[Task details] Write down exactly the lines of the records below, beginning with the first and ending with the line that includes "the eslint rule.".

[Data provided]
————

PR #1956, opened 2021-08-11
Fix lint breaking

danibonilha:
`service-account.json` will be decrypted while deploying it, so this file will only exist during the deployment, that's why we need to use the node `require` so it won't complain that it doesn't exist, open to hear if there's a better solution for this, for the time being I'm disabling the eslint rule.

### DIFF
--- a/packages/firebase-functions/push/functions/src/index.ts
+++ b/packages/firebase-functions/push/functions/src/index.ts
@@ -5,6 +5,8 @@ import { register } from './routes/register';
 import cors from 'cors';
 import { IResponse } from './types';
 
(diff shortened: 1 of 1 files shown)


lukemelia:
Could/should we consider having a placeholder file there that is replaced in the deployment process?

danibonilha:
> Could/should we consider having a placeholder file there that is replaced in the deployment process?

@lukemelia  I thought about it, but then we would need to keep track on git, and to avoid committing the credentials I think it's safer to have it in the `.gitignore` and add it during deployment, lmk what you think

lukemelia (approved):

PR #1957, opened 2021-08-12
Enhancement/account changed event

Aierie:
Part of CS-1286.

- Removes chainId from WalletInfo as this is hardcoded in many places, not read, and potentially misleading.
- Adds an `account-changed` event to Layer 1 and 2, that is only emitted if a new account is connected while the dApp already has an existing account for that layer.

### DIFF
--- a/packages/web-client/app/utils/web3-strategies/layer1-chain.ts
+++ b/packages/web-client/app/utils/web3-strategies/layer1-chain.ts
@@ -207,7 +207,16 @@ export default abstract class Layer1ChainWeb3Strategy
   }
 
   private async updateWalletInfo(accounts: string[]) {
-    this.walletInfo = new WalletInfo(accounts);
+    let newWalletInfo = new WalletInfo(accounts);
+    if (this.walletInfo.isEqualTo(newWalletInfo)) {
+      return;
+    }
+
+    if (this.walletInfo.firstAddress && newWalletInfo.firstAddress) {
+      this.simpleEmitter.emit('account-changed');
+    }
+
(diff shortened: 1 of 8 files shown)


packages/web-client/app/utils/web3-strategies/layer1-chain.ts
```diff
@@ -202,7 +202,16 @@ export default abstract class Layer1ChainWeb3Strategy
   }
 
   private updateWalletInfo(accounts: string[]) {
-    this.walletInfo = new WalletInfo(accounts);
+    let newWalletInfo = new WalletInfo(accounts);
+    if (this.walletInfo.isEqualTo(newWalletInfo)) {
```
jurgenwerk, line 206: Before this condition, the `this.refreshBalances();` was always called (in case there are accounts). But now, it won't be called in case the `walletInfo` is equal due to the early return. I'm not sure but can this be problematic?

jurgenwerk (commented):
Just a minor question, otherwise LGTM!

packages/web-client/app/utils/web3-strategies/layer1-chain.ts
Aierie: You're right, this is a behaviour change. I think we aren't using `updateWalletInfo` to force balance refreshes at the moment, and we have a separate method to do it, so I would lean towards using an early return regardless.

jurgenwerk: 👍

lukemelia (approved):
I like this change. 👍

————

[Solution to the exercise]
PR #1956, opened 2021-08-11
Fix lint breaking

danibonilha:
`service-account.json` will be decrypted while deploying it, so this file will only exist during the deployment, that's why we need to use the node `require` so it won't complain that it doesn't exist, open to hear if there's a better solution for this, for the time being I'm disabling the eslint rule.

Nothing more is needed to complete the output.